* [Exercise description]: Where the word "testing" occurs in a line of the data, return the whole line.

* [Supplied records]:
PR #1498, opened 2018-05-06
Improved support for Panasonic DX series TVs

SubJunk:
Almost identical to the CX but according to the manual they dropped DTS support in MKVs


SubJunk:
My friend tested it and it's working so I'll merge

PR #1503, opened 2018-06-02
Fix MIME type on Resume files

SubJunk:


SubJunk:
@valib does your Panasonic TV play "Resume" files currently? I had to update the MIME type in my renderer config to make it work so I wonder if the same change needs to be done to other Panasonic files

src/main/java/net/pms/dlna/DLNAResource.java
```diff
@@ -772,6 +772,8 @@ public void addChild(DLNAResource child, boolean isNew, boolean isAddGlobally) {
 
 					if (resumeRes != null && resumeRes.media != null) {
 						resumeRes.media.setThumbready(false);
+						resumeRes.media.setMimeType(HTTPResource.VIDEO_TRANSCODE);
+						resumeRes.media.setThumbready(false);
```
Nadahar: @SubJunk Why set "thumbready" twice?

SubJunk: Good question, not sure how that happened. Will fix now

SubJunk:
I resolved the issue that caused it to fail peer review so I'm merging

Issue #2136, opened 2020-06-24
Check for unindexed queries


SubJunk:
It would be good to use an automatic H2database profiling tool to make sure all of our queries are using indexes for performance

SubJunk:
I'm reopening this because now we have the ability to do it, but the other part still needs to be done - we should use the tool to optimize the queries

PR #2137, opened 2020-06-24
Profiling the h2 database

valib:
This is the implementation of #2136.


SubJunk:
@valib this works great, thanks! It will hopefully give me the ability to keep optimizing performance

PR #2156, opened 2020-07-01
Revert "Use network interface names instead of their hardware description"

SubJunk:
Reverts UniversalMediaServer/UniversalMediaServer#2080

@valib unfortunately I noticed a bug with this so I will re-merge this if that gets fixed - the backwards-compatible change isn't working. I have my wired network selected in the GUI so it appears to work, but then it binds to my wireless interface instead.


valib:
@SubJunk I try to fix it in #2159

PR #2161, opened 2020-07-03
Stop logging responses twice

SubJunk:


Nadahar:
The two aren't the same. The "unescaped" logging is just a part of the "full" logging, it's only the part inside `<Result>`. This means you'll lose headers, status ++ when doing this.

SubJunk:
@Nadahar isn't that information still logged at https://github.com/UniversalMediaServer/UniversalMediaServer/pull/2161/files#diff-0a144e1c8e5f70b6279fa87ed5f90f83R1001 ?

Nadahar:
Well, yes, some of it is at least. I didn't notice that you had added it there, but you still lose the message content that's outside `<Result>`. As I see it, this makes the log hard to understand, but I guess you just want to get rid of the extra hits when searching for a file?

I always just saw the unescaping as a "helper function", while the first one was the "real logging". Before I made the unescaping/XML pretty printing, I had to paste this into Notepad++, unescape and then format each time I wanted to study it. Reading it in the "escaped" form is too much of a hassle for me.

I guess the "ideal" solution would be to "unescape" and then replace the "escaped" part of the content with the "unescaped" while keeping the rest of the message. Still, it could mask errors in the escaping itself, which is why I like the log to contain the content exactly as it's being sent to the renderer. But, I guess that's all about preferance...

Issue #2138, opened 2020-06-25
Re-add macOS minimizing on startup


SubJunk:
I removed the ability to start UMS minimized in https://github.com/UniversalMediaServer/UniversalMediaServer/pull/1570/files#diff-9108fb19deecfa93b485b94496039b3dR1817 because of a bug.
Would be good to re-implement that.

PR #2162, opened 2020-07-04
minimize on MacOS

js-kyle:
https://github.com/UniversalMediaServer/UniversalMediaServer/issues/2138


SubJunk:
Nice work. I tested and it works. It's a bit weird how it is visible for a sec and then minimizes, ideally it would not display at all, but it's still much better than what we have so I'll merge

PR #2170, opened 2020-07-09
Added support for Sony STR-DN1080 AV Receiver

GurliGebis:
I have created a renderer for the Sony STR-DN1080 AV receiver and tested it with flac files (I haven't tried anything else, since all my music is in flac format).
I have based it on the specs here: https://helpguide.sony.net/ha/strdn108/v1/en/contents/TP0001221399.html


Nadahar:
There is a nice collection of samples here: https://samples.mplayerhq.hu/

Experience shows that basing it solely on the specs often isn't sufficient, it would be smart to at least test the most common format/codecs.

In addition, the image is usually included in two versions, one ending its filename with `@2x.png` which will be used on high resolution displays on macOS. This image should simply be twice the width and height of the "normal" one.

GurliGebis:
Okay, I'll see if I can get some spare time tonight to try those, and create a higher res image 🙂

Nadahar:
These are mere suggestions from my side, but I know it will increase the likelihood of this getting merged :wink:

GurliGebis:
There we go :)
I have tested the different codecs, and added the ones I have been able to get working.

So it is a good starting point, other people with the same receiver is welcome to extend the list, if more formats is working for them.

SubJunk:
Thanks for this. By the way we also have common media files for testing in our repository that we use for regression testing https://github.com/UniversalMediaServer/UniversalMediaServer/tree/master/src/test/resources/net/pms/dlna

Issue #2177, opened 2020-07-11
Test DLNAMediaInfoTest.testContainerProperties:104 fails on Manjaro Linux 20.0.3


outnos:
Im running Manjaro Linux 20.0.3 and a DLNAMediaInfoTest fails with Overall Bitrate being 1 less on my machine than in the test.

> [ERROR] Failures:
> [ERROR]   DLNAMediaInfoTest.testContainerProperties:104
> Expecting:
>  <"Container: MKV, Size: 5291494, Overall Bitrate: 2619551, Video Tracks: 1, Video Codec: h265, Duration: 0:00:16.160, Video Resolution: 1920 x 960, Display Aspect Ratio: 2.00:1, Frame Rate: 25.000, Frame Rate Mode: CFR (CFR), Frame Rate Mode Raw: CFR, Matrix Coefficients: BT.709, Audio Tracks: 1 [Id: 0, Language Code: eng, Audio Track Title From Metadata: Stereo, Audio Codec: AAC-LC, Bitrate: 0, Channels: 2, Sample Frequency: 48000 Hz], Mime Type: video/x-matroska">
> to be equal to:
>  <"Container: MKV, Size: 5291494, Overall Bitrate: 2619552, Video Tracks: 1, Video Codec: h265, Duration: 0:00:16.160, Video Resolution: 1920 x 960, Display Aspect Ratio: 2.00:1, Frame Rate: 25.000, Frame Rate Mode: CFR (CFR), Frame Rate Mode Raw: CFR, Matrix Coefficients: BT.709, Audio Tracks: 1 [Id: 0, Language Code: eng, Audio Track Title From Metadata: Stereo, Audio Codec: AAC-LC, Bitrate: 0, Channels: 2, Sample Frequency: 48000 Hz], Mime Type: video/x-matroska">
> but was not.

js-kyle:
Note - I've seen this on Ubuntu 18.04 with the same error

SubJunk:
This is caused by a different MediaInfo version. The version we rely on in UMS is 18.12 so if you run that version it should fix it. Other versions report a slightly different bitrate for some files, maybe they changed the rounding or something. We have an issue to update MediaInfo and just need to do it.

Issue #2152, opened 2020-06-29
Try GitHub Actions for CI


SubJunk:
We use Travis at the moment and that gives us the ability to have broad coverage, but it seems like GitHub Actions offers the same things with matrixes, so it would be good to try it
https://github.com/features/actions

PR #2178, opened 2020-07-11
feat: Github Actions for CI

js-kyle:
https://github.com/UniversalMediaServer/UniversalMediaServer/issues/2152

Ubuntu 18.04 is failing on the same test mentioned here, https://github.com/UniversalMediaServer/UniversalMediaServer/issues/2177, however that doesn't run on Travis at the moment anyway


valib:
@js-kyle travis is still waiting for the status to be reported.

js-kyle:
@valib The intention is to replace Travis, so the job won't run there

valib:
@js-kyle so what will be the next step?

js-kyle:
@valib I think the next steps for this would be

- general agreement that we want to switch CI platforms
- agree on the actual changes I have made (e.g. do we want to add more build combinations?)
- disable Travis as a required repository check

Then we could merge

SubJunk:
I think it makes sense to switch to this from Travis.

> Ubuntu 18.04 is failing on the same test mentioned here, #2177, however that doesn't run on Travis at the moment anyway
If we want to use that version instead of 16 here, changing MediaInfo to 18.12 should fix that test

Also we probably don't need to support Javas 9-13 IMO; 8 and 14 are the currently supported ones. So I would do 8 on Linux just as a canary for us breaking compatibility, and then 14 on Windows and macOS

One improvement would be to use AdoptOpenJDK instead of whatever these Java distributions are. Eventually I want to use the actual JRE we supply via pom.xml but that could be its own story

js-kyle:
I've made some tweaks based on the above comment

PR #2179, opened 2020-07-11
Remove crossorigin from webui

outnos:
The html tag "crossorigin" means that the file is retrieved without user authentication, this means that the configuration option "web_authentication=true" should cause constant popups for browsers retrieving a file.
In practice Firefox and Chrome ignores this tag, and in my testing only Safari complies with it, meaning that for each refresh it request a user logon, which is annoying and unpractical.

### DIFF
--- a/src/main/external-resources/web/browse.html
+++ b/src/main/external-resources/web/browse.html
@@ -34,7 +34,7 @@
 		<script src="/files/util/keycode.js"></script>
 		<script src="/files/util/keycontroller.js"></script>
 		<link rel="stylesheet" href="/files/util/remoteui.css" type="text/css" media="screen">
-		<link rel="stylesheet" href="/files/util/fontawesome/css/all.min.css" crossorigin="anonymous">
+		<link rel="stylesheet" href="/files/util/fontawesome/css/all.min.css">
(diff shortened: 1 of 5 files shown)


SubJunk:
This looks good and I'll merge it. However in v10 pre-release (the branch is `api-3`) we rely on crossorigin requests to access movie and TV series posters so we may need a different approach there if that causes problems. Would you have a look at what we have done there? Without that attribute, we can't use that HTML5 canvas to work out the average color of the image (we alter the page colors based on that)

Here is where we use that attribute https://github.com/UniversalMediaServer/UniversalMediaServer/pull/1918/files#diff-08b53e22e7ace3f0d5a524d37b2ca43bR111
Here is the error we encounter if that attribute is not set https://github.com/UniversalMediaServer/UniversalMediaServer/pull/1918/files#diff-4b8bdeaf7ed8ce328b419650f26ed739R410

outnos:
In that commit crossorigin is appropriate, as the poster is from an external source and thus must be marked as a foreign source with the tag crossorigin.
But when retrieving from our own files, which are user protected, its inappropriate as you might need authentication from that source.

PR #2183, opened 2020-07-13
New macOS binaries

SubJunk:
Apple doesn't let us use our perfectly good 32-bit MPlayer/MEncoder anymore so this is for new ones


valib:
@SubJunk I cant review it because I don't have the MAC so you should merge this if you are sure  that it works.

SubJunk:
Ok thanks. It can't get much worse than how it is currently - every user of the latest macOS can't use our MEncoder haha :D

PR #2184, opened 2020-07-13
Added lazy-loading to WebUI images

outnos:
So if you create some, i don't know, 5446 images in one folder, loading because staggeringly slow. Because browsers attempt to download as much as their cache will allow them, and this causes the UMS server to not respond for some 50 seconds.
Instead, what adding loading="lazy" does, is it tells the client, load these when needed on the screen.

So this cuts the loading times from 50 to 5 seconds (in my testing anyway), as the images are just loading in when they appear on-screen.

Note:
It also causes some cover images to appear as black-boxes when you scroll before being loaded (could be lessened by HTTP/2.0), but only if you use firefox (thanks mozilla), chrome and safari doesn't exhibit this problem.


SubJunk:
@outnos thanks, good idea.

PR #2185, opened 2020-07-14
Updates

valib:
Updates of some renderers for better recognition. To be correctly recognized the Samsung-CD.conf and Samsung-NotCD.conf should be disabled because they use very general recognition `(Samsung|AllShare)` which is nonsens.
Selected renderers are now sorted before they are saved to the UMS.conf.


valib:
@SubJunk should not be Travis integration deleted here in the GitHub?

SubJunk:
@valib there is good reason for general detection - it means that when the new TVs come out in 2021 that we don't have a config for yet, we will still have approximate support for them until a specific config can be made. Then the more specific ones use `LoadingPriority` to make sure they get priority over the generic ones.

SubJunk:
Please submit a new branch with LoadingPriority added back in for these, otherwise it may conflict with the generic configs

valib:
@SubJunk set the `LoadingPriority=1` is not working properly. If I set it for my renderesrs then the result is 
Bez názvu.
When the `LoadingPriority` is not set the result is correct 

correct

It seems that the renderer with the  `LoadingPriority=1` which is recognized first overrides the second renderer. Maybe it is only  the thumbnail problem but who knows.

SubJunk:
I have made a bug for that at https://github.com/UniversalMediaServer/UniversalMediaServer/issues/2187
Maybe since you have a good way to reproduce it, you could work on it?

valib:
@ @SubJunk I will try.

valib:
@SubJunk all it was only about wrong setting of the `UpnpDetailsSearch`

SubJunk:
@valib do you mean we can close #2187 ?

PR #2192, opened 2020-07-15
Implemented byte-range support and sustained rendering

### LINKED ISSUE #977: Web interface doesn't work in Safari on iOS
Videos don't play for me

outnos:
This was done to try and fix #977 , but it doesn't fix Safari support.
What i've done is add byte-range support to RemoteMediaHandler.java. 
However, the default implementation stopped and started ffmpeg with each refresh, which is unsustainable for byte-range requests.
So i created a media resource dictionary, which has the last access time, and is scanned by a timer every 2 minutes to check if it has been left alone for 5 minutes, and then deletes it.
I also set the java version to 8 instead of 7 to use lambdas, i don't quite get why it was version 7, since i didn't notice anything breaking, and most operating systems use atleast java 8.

* [Result]:
Thanks for this. By the way we also have common media files for testing in our repository that we use for regression testing https://github.com/UniversalMediaServer/UniversalMediaServer/tree/master/src/test/resources/net/pms/dlna
In practice Firefox and Chrome ignores this tag, and in my testing only Safari complies with it, meaning that for each refresh it request a user logon, which is annoying and unpractical.
So this cuts the loading times from 50 to 5 seconds (in my testing anyway), as the images are just loading in when they appear on-screen.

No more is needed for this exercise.